* Task to complete *
In the material below, repeat only the lines from the one that holds "def update(self, ids: List[str]" through the final line, exactly as they stand.

* Provided material *

PR #1016, opened 2026-05-28
fix: test(mocks) resolve Python truthiness and isinstance traps

### LINKED ISSUE #747: Python truthiness / isinstance traps in three test mocks

aryaMehta26:
## Summary

- Fixed Python truthiness and `isinstance` traps in test mocks for ChromaDB, psycopg2, and Weaviate.
- Resolved an issue where empty lists `[]` or integers like `0` were incorrectly evaluating to `False` (e.g., `if ids:` vs `if ids is not None:`).
- Fixed an `isinstance` trap where `False` matched `isinstance(x, int)` since booleans are a subclass of integers in Python.
- Fixed a bug where `False in params` evaluated to `True` if `params` contained a `0` value.

## Type

fix

## Testing

- [x] Tests added or updated
- [x] Tested locally
- [x] `./builder test` passes

## Checklist

## Linked Issue

Fixes #747

## Summary by CodeRabbit

* **Bug Fixes**
  * Improved accuracy of test infrastructure for database and search operations.
  * Enhanced handling of edge cases with empty inputs and falsy values in mock services.

[Review Change Stack](https://app.coderabbit.ai/change-stack/rocketride-org/rocketride-server/pull/1016?utm_source=github_walkthrough&utm_medium=github&utm_campaign=change_stack)

### DIFF
--- a/nodes/test/mocks/chromadb/__init__.py
+++ b/nodes/test/mocks/chromadb/__init__.py
@@ -150,7 +150,7 @@ class MockCollection:
         items = list(self._storage.items())
 
         # Filter by ids if provided
-        if ids:
+        if ids is not None:
             items = [(id, data) for id, data in items if id in ids]
 
         count = 0
@@ -214,7 +214,7 @@ class MockCollection:
 
     def delete(self, ids: List[str] = None, where: Optional[Dict] = None):
         """Delete items from the collection."""
-        if ids:
+        if ids is not None:
             for id in ids:
                 if id in self._storage:
                     del self._storage[id]
@@ -228,7 +228,7 @@ class MockCollection:
 
     def update(self, ids: List[str] = None, where: Optional[Dict] = None, new_metadata: Dict = None):
         """Update items in the collection."""
-        if ids:
+        if ids is not None:
             for id in ids:
                 if id in self._storage and new_metadata:
                     self._storage[id]['metadata'].update(new_metadata)
--- a/nodes/test/mocks/psycopg2/__init__.py
+++ b/nodes/test/mocks/psycopg2/__init__.py
@@ -154,7 +154,7 @@ class MockCursor:
 
         # Apply LIMIT
         limit = self._extract_limit(query, params)
-        if limit:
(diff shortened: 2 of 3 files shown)


anandray (approved):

* Answer to this task *
     def update(self, ids: List[str] = None, where: Optional[Dict] = None, new_metadata: Dict = None):
         """Update items in the collection."""
-        if ids:
+        if ids is not None:
             for id in ids:
                 if id in self._storage and new_metadata:
                     self._storage[id]['metadata'].update(new_metadata)
--- a/nodes/test/mocks/psycopg2/__init__.py
+++ b/nodes/test/mocks/psycopg2/__init__.py
@@ -154,7 +154,7 @@ class MockCursor:
 
         # Apply LIMIT
         limit = self._extract_limit(query, params)
-        if limit:
(diff shortened: 2 of 3 files shown)


anandray (approved):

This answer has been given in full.